▶ [YOUR ASSIGNMENT] Within the listing below, filter for "good" and copy every matching line.

- Opening Delimiter -

Issue #545, opened 2022-01-19
Module operations for lattices over number fields


simonbrandhorst:
Some natural module operations are missing for modules over the maximal order of a number field. Namely,

- Intersection in case both lattices do not have full rank.
- Saturation

A trivial example:
```
  K, a = rationals_as_number_field()
  OK = maximal_order(K)
  q = quadratic_space(K, K[1 0; 0 1])
  L = fractional_ideal(OK, K(1//2))*lattice(q)
  S = lattice(q, matrix(generators(L)[1:1]))
  intersect(L, S)
ERROR: AssertionError: nrows(m) == length(c)
Stacktrace:
 [1] PseudoMatrix
```
Until we implement this properly using pseudo matrices a workaround using restriction of scalars would be good.

simonbrandhorst:
Closed via #866

PR #866, opened 2022-11-05
Intersection, saturation and orthogonal submodule of `AbsLat`

StevellM:
This is an implementation of intersection, saturation and orthogonal submodule for `HermLat` and `QuadLat`, using restriction of scalars. These work also in the case of non full-rank modules/pseudo-matrices.

This pull request shall replace the previously opened #857 .

I modified `orthogonal_complement` into `orthogonal_submodule` to fit with the function defined for `ZLat`... I hope the implementation does what it should do, @simonbrandhorst ?

At least the broken tests pass now.

### DIFF
--- a/src/QuadForm/Lattices.jl
+++ b/src/QuadForm/Lattices.jl
@@ -616,7 +616,7 @@ function _intersect_via_restriction_of_scalars(L::AbsLat, M::AbsLat)
   @assert has_ambient_space(L) && has_ambient_space(M)
   @assert ambient_space(L) === ambient_space(M)
   @assert !(L isa ZLat)
-  Lres, f = restrict_scalars_with_map(L)
+  Lres, f = restrict_scalars_with_map(L, FlintQQ)
   Mres = restrict_scalars(M, f)
   Nres = intersect(Lres, Mres)
   Bres = basis_matrix(Nres)
@@ -966,14 +966,19 @@ is_isotropic(L::AbsLat, p) = is_isotropic(rational_span(L), p)
 ################################################################################
 
 @doc Markdown.doc"""
-    restrict_scalars(L::AbsLat) -> ZLat
+    restrict_scalars(L::AbsLat, K::FlintRationalField,
+                                alpha::FieldElem = one(base_field(L))) -> ZLat
 
-Given a lattice `L`, return the $\mathbb Z$-lattice obtained by restriction of
-scalars.
+Given a lattice `L` in a space $(V, \Phi)$, return the $\mathcal O_K$-lattice
+obtained by restricting the scalars of $(V, \alpha\Phi)$ to the number field `K`.
+The rescaling factor $\alpha$ is set to 1 by default.
+
+Note that for now one can only restrict scalars to $\mathbb Q$.
 """
-function restrict_scalars(L::AbsLat)
+function restrict_scalars(L::AbsLat, K::FlintRationalField,
+                                     alpha::FieldElem = one(base_field(L)))
   V = ambient_space(L)
-  Vabs, f = restrict_scalars(V, FlintQQ)
+  Vabs, f = restrict_scalars(V, K, alpha)
   Babs = absolute_basis(L)
   Mabs = zero_matrix(FlintQQ, length(Babs), rank(Vabs))
   for i in 1:length(Babs)
@@ -986,14 +991,21 @@ function restrict_scalars(L::AbsLat)
 end
 
 @doc Markdown.doc"""
-    restrict_scalars_with_map(L::AbsLat) -> Tuple{ZLat, SpaceRes}
+    restrict_scalars_with_map(L::AbsLat, K::FlintRationalField,
+                                         alpha::FieldElem = one(base_field(L)))
+                                                        -> Tuple{ZLat, SpaceRes}
 
-Given a lattice `L`, return the $\mathbb Z$-lattice obtained by 
-restriction of scalars, together with the map `f` for extending scalars back.
+Given a lattice `L` in a space $(V, \Phi)$, return the $\mathcal O_K$-lattice
+obtained by restricting the scalars of $(V, \alpha\Phi)$ to the number field `K`,
+together with the map `f` for extending scalars back.
+The rescaling factor $\alpha$ is set to 1 by default.
+
+Note that for now one can only restrict scalars to $\mathbb Q$.
 """
-function restrict_scalars_with_map(L::AbsLat)
+function restrict_scalars_with_map(L::AbsLat, K::FlintRationalField,
+                                              alpha::FieldElem = one(base_field(L)))
   V = ambient_space(L)
-  Vabs, f = restrict_scalars(V, FlintQQ)
+  Vabs, f = restrict_scalars(V, K, alpha)
   Babs = absolute_basis(L)
   Mabs = zero_matrix(FlintQQ, length(Babs), rank(Vabs))
   for i in 1:length(Babs)
@@ -1008,8 +1020,12 @@ end
 @doc Markdown.doc"""
     restrict_scalars(L::AbsLat, f::SpaceRes) -> ZLat
 
-Given a lattice `L` and a map `f`  of restriction of scalars,
-return the $\mathbb Z$-lattice obtained by the map `f`.
+Given a lattice `L` in a space $(V, \Phi)$ and a map `f` for restricting the
+scalars of $(V, \alpha\Phi)$ to a number field `K`, where $\alpha$ is in the
+base algebra of `L`, return the associated $\mathcal O_K$-lattice obtained from
+`L` with respect to `f`.
+
+Note that for now one can only restrict scalars to $\mathbb Q$.
 """
 function restrict_scalars(L::AbsLat, f::SpaceRes)
   @req ambient_space(L) === codomain(f) "Incompatible arguments: ambient space of L must be the same as the codomain of f"
@@ -1497,7 +1513,7 @@ Return the largest submodule of `L` orthogonal to `M`.
 function orthogonal_submodule(L::AbsLat, M::AbsLat)
   @req ambient_space(M) == ambient_space(L) "Lattices must be in the same ambient space"
   V = ambient_space(L)
-  EM = basis_matrix_of_rational_span(primitive_closure(L, M))
+  EM = basis_matrix_of_rational_span(M)
   Morth = orthogonal_complement(V, EM)
   N = lattice(V, Morth)
   N = intersect(L, N)
@@ -1598,11 +1614,13 @@ maximal_integral_lattice(::AbsSpace)
 Given two lattices `M` and `N` defined over a number field `E`, with
 $N \subseteq E\otimes M$, return the primitive closure $M \cap E\otimes N$
 of `N` in `M`.
+
+One can also use the alias `saturate(L, M)`.
 """
 function primitive_closure(M::AbsLat, N::AbsLat)
   @assert has_ambient_space(N) && has_ambient_space(M)
   @req ambient_space(N) === ambient_space(M) "Lattices must be in the same ambient space"
-  Mres, f = restrict_scalars_with_map(M)
+  Mres, f = restrict_scalars_with_map(M, FlintQQ)
   Nres = restrict_scalars(N, f)
   Lres = primitive_closure(Mres, Nres)
   B = basis_matrix(Lres)
@@ -1610,3 +1628,9 @@ function primitive_closure(M::AbsLat, N::AbsLat)
   return lattice(ambient_space(M), B2)
 end
 
+@doc Markdown.doc"""
+    saturate(L::AbsLat, M::AbsLat) -> AbsLat
+
+Alias for `primitive_closure`.
+"""
+saturate(L::AbsLat, M::AbsLat) = primitive_closure(L::AbsLat, M::AbsLat)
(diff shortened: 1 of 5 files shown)


thofma:
Thanks!

I would suggest we do not make `intersect_via_restriction_of_scalars` and `saturate_via_restriction_of_scalars` part of the official API.

src/QuadForm/Lattices.jl
```diff
@@ -1471,20 +1489,21 @@ end
...
 @doc Markdown.doc"""
-    _orthogonal_complement(M::AbsLat, L::AbsLat) -> AbsLat
+    orthogonal_submodule(L::AbsLat, M::AbsLat) -> AbsLat
 
-Return the orthogonal complement of the lattice `L` inside the lattice `M`.
+Return the largest submodule of `L` orthogonal to `M`.
 """
-function _orthogonal_complement(M::AbsLat, L::AbsLat)
-  @req ambient_space(M) == ambient_space(L) "lattices must be in the same ambient space"
+orthogonal_submodule(L::AbsLat, M::AbsLat) = orthogonal_submodule(L, M)
```
thofma, line 1497: Hm, what is this method for?

thofma: Is this just some leftover?

StevellM: Ah no it is to get the documentation correctly called in the file for the html documentation, so that I can leave the signatures `AbsLat` while for the method I use ` T where T <: Union{HermLat, QuadLat}`

src/QuadForm/Lattices.jl
```diff
@@ -1471,20 +1489,21 @@ end
...
-  M = basis_matrix_of_rational_span(M)
-  Morth = orthogonal_complement(V, M)
-  # Now intersect KM with L
-  pm = _intersection_modules(pseudo_matrix(Morth), pseudo_matrix(L))
-  return lattice(V, pm)
+  EM = basis_matrix_of_rational_span(M)
+  Morth = orthogonal_complement(V, EM)
+  N = lattice(V, Morth)
+  N = saturate(N)
+  return intersect(L, N)
```
simonbrandhorst, line 1506: I think this won't work in some cases. For instance if `L` does not have integer coordinates. 
Also fails if `M` is degenerate since then it does not have an orthogonal complement (or at least `orthogonal_complement(V,EM)` should fail).

src/QuadForm/Lattices.jl
```diff
@@ -1569,3 +1588,37 @@ and which is maximal in `V` satisfying this property.
...
+#
+################################################################################
+
+@doc Markdown.doc"""
+    saturate(L::AbsLat) -> AbsLat
+
+Given a lattice `L` over a field `E`, return the closure $L\otimes E \cap O_E^n$
+of `L` in its rational span (see [`rational_span`](@ref)). Here $O_E$ is the base
+ring of `L` (see [`base_ring`](@ref)) and `n` is the degree of `L`.
+"""
```
simonbrandhorst, line 1603: I think saturation is more of a computational tool for (pseudo)-matrices. 
For lattices we called it `primitive_closure` and it takes two lattices as arguments. 
So you will need `_primitive_closure_via_restriction_of_scalars` or something similar.

src/QuadForm/Lattices.jl
```diff
@@ -1569,3 +1588,37 @@ and which is maximal in `V` satisfying this property.
...
+saturate(L::AbsLat) = _saturate_via_restriction_of_scalars(L)
+
+function _saturate_via_restriction_of_scalars(L::AbsLat)
+  @assert has_ambient_space(L)
+  bool = L isa ZLat
```
simonbrandhorst, line 1608: style wise you would rather define a method
`_saturate_via_restriction_of_scalars(L::ZLat)` 
instead of this kind of branching inside the method. It is more transparent when it is part of the signature.

src/QuadForm/Lattices.jl
simonbrandhorst: The upshot is: do not implement `saturation` but rather `primitive_closure`. 
But we can allow the alias `saturate(L::AbsLat, M::AbsLat) = primitive_closure(L, M)`

simonbrandhorst (changes requested):

src/QuadForm/Lattices.jl
StevellM: Don't we assume all our lattices to be non-degenerate, currently ? So what should be done instead, should I add for the moment an input check to ensure that the lattice `L` is integral ?

src/QuadForm/Lattices.jl
StevellM: I see but the problem is that I am afraid of "ambiguity" because formally, on Hecke, `ZLar` is a subtype of `AbsLat`, so I don't want to create ambiguity leading to problems having the method for `ZLat` and `AbsLat`. And if there are no ambiguity problems, then I don't understand how it works for Julia/Hecke to choose the right method to call...

src/QuadForm/Lattices.jl
simonbrandhorst: No, we do not assume this (though some things will break). That is the point of calling the function `orthogonal_submodule` and not `orthogonal_complement`.  
If you implement `primitive_closure`, you can use this to compute the `orthogonal_submodule` from the corresponding orthogonal subspace.

src/QuadForm/Lattices.jl
simonbrandhorst: This won't lead to an ambiguity since `ZLat <: AbsLat` is more specialized. Julia always looks for the most special method.

src/QuadForm/Lattices.jl
StevellM: I made changes regarding what you said: is it better now or still incomplete/not quite true ?

src/QuadForm/Lattices.jl
```diff
@@ -1471,20 +1489,19 @@ end
...
-  @req ambient_space(M) == ambient_space(L) "lattices must be in the same ambient space"
+function orthogonal_submodule(L::AbsLat, M::AbsLat)
+  @req ambient_space(M) == ambient_space(L) "Lattices must be in the same ambient space"
   V = ambient_space(L)
-  M = basis_matrix_of_rational_span(M)
-  Morth = orthogonal_complement(V, M)
-  # Now intersect KM with L
-  pm = _intersection_modules(pseudo_matrix(Morth), pseudo_matrix(L))
-  return lattice(V, pm)
+  EM = basis_matrix_of_rational_span(primitive_closure(L, M))
```
simonbrandhorst, line 1500:
```suggestion
  EM = basis_matrix_of_rational_span(M)
```

src/QuadForm/Lattices.jl
```diff
@@ -953,6 +965,12 @@ is_isotropic(L::AbsLat, p) = is_isotropic(rational_span(L), p)
 #
 ################################################################################
 
+@doc Markdown.doc"""
+    restrict_scalars(L::AbsLat) -> ZLat
+
+Given a lattice `L`, return the $\mathbb Z$-lattice obtained by restriction of
+scalars.
```
simonbrandhorst, line 972: Note that restriction of scalars for a quadratic_space has a different signature
```
restrict_scalars(V::AbsSpace, K::FlintRationalField,
                                       alpha = one(base_ring(V)))
```
Perhaps
```
restrict_scalars(V::AbsLat, K::FlintRationalField,
                                       alpha = one(base_ring(V)))
```
would be the better signature for this function?

simonbrandhorst: Could you please include a docstring for 
```
restrict_scalars(V::AbsSpace, K::FlintRationalField,
                                       alpha = one(base_ring(V)))
```

src/QuadForm/Lattices.jl
simonbrandhorst: Looks pretty good. Thank you :-)

src/QuadForm/Lattices.jl
StevellM: I guess it depends on what we want to do with restriction of scalars for `AbsLat`... Are we willing to leave to choice not to restrict to `QQ` but only a subfield of the `base_field` ? Is it relevant in practice ? If yes then I could make the change also for the one returning the map.

simonbrandhorst: It is not relevant for me but it could be relevant for others. Thus I like the syntax. It allows to add a restriction of scalars for subfields whenever we need to.
Please also add `saturate(X::AbsLat,Y::AbsLat) = primitive_closure(X, Y)`

StevellM: Yes but now that I look more at it, I realized that: `K::FlintRationalField` is part of the signatures but we don't have the choice... we can only have `QQ` for this. So in a sense, we put `K` as argument for where we restrict the scalars, but at the end of the day, we restrict everything, and everytime, to `QQ`

simonbrandhorst: Yes, the point is that in the future we can add a method for restriction to other fields without changing the syntax
and by simply writing a new method.  
We could allow `restriction(V::AbsSpace, alpha=...)` for restriction to `QQ` though. Any opinion @thofma ?

StevellM: I guess in general one would need to do a total change on `VecSpaceRes` and `SpaceRes` to allow restriction of scalars to smaller but non rational field, and then starts to change all the functions using restriction of scalars accoridngly. Could it be worth to dedicate a proper PR for this ?

simonbrandhorst: I would not implement it for now because we don't need it. But maybe someone will need it in the future. You never know.

thofma: I am not too big of a fan of `restriction(V::AbsSpace,...)`, as this could mean other things. Also I think either there is a function argument making it clear that one restricts to the rationals or it is indicated in the name.

For lattices, would you restrict scalars to QQ or to ZZ? So what about

```
restrict_scalars(V::AbsLat, K::FlintIntegerRing,
                                       alpha = one(base_ring(V)))
```

It is a bit annoying, since one will have to explain the `alpha` again.

StevellM: I have added appropriate documentation and made things consistent with the restriction of scalars for `AbsSpace`. I have left open the idea of extending this to any subfield of the base algebra there, so that users know what is available, and if someone needs it one day, it can be implemented without changing too much the format (maybe adapting the documentation and all the attached functions)

StevellM:
Just found out that this should also solve #545 .

src/QuadForm/Lattices.jl
```diff
@@ -953,9 +965,20 @@ is_isotropic(L::AbsLat, p) = is_isotropic(rational_span(L), p)
...
 ################################################################################
 
-function restrict_scalars(L::AbsLat)
+@doc Markdown.doc"""
+    restrict_scalars(L::AbsLat, K::FlintRationalField,
+                                alpha::FieldElem = one(base_field(L))) -> ZLat
+
+Given a lattice `L` in a space $(V, \Phi)$, return the $\mathcal O_K$-lattice
+obtained by restricting the scalars of $(V, \alpha\Phi)$ to the number field `K`.
+The rescaling factor $\alpha$ is set to 1 by default.
```
simonbrandhorst, line 974:
```suggestion
Given a lattice `L` in a space $(V, \Phi)$ over ``E``, return the $\mathcal O_K$-lattice
obtained by restricting the scalars of $(V, \alpha\Phi)$ to the number field `K`.
The form is defined by $\mathrm{Tr} \circ \Phi$ where $\mathrm{Tr}\colon E \to K$ is the trace.

The rescaling factor $\alpha$ is set to 1 by default.
```

src/QuadForm/Spaces.jl
```diff
@@ -588,9 +588,22 @@ end
...
+# to non rational subfields
+@doc Markdown.doc"""
+    restrict_scalars(V::AbsSpace, K::FlintRationalField,
+                                  alpha::FieldElem = one(base_ring(V)))
+                                                          -> QuadSpace, SpaceRes
+
+Given a space $(V, \Phi)$ and a subfield `K` of the base algebra `E` of `V`, return the
+quadratic space `W` obtained by restricting the scalars of $(V, \alpha\Phi)$ to `K`,
+together with the map `f` for extending the scalars back.
+The rescaling factor $\aplha$ is set to 1 by default.
```
simonbrandhorst, line 601:
```suggestion
The rescaling factor $\alpha$ is set to 1 by default.
```

src/QuadForm/Spaces.jl
```diff
@@ -588,9 +588,22 @@ end
...
+# TODO: Change VecSpaceRes/SpaceRes to allow restriction of scalars
+# to non rational subfields
+@doc Markdown.doc"""
+    restrict_scalars(V::AbsSpace, K::FlintRationalField,
+                                  alpha::FieldElem = one(base_ring(V)))
+                                                          -> QuadSpace, SpaceRes
+
+Given a space $(V, \Phi)$ and a subfield `K` of the base algebra `E` of `V`, return the
+quadratic space `W` obtained by restricting the scalars of $(V, \alpha\Phi)$ to `K`,
+together with the map `f` for extending the scalars back.
```
simonbrandhorst, line 600:
```suggestion
together with the map `f` for extending the scalars back.
The form on the restriction is given by ``Tr \circ \Phi`` where ``Tr: E \to K`` is the trace form.  
```

simonbrandhorst (approved):

PR #868, opened 2022-11-08
Temporarily remove some definitions

thofma:


thofma:
To get rid of the warnings in Oscar. We will add them back in once we do the next breaking release.

PR #869, opened 2022-11-08
Extract iteration logic out of meataxe function

mgkurtz:
In the meataxe algorithm, previously the lazy iteration over the irreducible factors of the minimal polynomial was intertwined with the actual algorithmic logic. This PR separates these concerns.

The iteration now contains a dispatch with a fallback for arbitrary rings, which are no finite fields. Similarly I added stupid provisional methods `random_coefficient(R::FinField) = rand(R)` and `random_coefficient(R::Ring) = R(rand(Int))` for use in the `meataxe`.

Overall those changes allow to call the `meataxe` for infinite fields as well. Though, of course with no guarantee on ever finishing. But the simple examples from the current tests now also work for some infinite fields.

There is still some work to do and questions to answer for this PR:
- [x] Shall the extracted methods really live in `ModAlgAss/MeatAxe.jl`? – Moved to `Poly/Misc.jl`.
- [ ] Where shall the meataxe be documented? – Not at all, but some other methods should.
- [x] What to do with the `random_coefficient` method? – Renamed. Can be improved later.
- [x] Which tests shall there be for the meataxe? – There are some at least.
- [x] How to fix the existing tests? – Done, see commit fixing `__split`.


thofma (commented):
> The iteration now contains a dispatch with a fallback for arbitrary rings, which are no finite fields. Similarly I added stupid provisional methods `random_coefficient(R::FinField) = rand(R)` and `random_coefficient(R::Ring) = R(rand(Int))` for use in the `meataxe`.

Maybe call them `random_element_for_meataxe` to make it clearer that they should be used only here.
 
> There is still some work to do and questions to answer for this PR:
> 
> * [ ]  Shall the extracted methods really live in `ModAlgAss/MeatAxe.jl`? – I hope, others can tell me.

You can put them into `Misc/Poly.jl`.

> * [ ]  Where shall the meataxe be documented? – I do not know.

The meataxe itself should not be user-facing. But the `irreducible_modules` methods etc should be documented together with the modules.

> * [ ]  What to do with the `random_coefficient` method? – I hope for inspiration.

In what sense? Maybe rename it as suggested above.

> * [ ]  Which tests shall there be for the meataxe? – I can try finding some.

The following should be reducible for rationals or extensions thereof:

```
G = [matrix(QQ, 4, 4, [ 0, 1, 0, 0, -1, -1, 0, 0, 0, 0, 0, 1, 0, 0, -1, -1 ))]
M = Hecke.Amodule(G)
```
> * [ ]  How to fix the existing tests? – I can probably do that.

Which ones?

src/ModAlgAss/MeatAxe.jl
```diff
@@ -234,8 +234,9 @@ end
 
 #  Restriction of the action to the submodule generated by C and the quotient
 function __split(C::T, G::Vector{T}) where T <: MatElem
-  action_sub = Vector{T}(undef, length(G))
-  action_quo = Vector{T}(undef, length(G))
+  View = only(Base.return_types(view, (T, UnitRange{Int}, UnitRange{Int})))
```
thofma, line 237: Hm, this is a pattern we try to avoid, since `return_types` is not documented and part of any official interface. So it could vanish in any upcoming version or could start returning just `Any`.

One either has to introduce a helper function computing the type or refactor the loop below.

thofma (changes requested):

thofma:
Apart from the one issue above, I am happy to merge this.

thofma (approved):
Will merge once CI shows green.

PR #874, opened 2022-11-11
More rcf

fieker:
fixes the "next" problems...


fieker:
On Sat, Nov 12, 2022 at 04:27:29AM -0800, Tommy Hofmann wrote:
> Merged #874 into master.
> 
many thanks - but too early....

just fond an error in the conductor

PR #881, opened 2022-11-15
Improve computation of complex conjugation

thofma:


fieker:
You can probably do even better by decomposing into cyclic components....

fieker:
I think the difference is that aut(classified) does not create all of them, while aut(number field) does

PR #896, opened 2022-11-25
Orthogonal sums with injections and projections

StevellM:
I guess this should be here temporarily, until we decide what we exactly do with `orthogonal_sum`. Things is that I would need the part for `TorQuadMod` on Oscar. Since it can be made on Hecke and could be of general use, I decided to implement this here.

Ideally with this pattern, we could have 4 functions each time: one without maps, one with injections, one with projections and one with both.

### DIFF
--- a/src/QuadForm/Spaces.jl
+++ b/src/QuadForm/Spaces.jl
@@ -703,9 +703,9 @@ function orthogonal_sum(V::HermSpace, W::HermSpace)
 end
 
 function _orthogonal_sum_with_injections_and_projections(x::Vector{<:QuadSpace})
-  @assert length(x) >= 2
+  @req length(x) >= 2 "Input must contain at least two quadratic spaces"
   K = base_ring(x[1])
-  @assert all(i -> base_ring(x[i]) === K, 2:length(x))
+  @req all(i -> base_ring(x[i]) === K, 2:length(x)) "All spaces must be defined over the same field"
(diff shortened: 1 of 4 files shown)


thofma:
Seems reasonable to me, thanks

thofma (approved):

src/QuadForm/Spaces.jl
```diff
@@ -702,6 +702,33 @@ function orthogonal_sum(V::HermSpace, W::HermSpace)
   return VplusW, f1, f2
 end
 
+function _orthogonal_sum_with_injections_and_projections(x::Vector{<:QuadSpace})
+  @assert length(x) >= 2
+  K = base_ring(x[1])
+  @assert all(i -> base_ring(x[i]) === K, 2:length(x))
```
simonbrandhorst, line 708:
```suggestion
  @req all(i -> base_ring(x[i]) === K, 2:length(x)) "lattices not defined over the same field."
```

StevellM: Do you want I make all the `@assert` into `@req` ? Since they were supposedly internal functions I just wanted to make sure we put the write input. But if you want I can make them in all the functions as `@req`.

simonbrandhorst: Apparently `@assert` can get optimized away by the compiler. For input checking `@req` is probably better.

PR #897, opened 2022-11-29
Add pre and postinverse for abelian groups

thofma:
CC: @HereAround

### DIFF
--- a/src/GrpAb/Map.jl
+++ b/src/GrpAb/Map.jl
@@ -345,7 +345,7 @@ Returns whether $h$ is surjective.
     return (order(codomain(A)) == order(H))::Bool
   else
     KK = cokernel(A)[1]
-    return (is_finite(KK) && order(KK) == 1)::Bool
+    return is_finite(KK) && isone(order(KK))
   end
 end
 


src/GrpAb/Map.jl
```diff
@@ -496,3 +497,28 @@ function hom(G::GrpAbFinGen, H::GrpAbFinGen; task::Symbol = :map)
...
+function preinverse(f::GrpAbFinGenMap)
+  @req is_surjective(f) "Map must be surjective"
+  return hom(codomain(f), domain(f), _prepostinverse(f))
+end
+
+# Given surjective f, find g such that gf = id
+function postinverse(f::GrpAbFinGenMap)
+  @req is_injective(f) "Map must be injective"
+  return hom(codomain(f), domain(f), _prepostinverse(f))
+end
```
fieker, line 524: both return the same? A more efficient version of pseudo_inverse? (well a linear version of pseud_inverse)?

thofma: It is just by accident that we can do the "same" (because `haspreimage` returns two things). It is a more mathematical version of `pseudo_inverse`.

fieker:
On Tue, Nov 29, 2022 at 12:24:00AM -0800, Tommy Hofmann wrote:
> 
> 
> 
> > +  # if it does not exist, we find any element of the domain,
> +  # which is also fine
> +  return [haspreimage(f, g)[2] for g in gens(codomain(f))]
> +end
> +
> +# Given surjective f, find g such that fg = id
> +function preinverse(f::GrpAbFinGenMap)
> +  @req is_surjective(f) "Map must be surjective"
> +  return hom(codomain(f), domain(f), _prepostinverse(f))
> +end
> +
> +# Given surjective f, find g such that gf = id
> +function postinverse(f::GrpAbFinGenMap)
> +  @req is_injective(f) "Map must be injective"
> +  return hom(codomain(f), domain(f), _prepostinverse(f))
> +end
> 
> It is just by accident that we can do the "same" (because `haspreimage` returns two things). It is a more mathematical version of `pseudo_inverse`.
> 
> -- 
> Reply to this email directly or view it on GitHub:
> https://github.com/thofma/Hecke.jl/pull/897#discussion_r1034430678
> You are receiving this because you commented.

A section? - I am happy with it as is

thofma:
Yes, one of them is a section, the other a retraction.

src/GrpAb/Map.jl
```diff
@@ -339,12 +339,13 @@ end
...
 """
-function is_surjective(A::GrpAbFinGenMap)
+@attr Bool function is_surjective(A::GrpAbFinGenMap)
   if isfinite(codomain(A))
     H, mH = image(A)
     return (order(codomain(A)) == order(H))::Bool
   else
-    return (order(cokernel(A)[1]) == 1)::Bool
+    KK = cokernel(A)[1]
+    return (is_finite(KK) && order(KK) == 1)::Bool
```
HereAround, line 348:
```suggestion
    return is_finite(KK) && isone(order(KK))
```

HereAround: I am also not sure if the conversion into `Bool` is strictly necessary. You probably know that better than I do.

HereAround:
@thofma Thank you for quickly adding. Looks good to me. I left a minor comment above.

HereAround (approved):

src/GrpAb/Map.jl
thofma: You are right. It is not necessary anymore

PR #899, opened 2022-11-30
23 constructions of the leech lattice

simonbrandhorst:


thofma:
At the moment doctests do not count towards coverage I think. I will have to adjust the setup slightly to include this.

simonbrandhorst:
Yea, that would safe me some work.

- Closing Delimiter -

▶ [RESULT FOR THIS TASK]
Until we implement this properly using pseudo matrices a workaround using restriction of scalars would be good.
simonbrandhorst: Looks pretty good. Thank you :-)
@thofma Thank you for quickly adding. Looks good to me. I left a minor comment above.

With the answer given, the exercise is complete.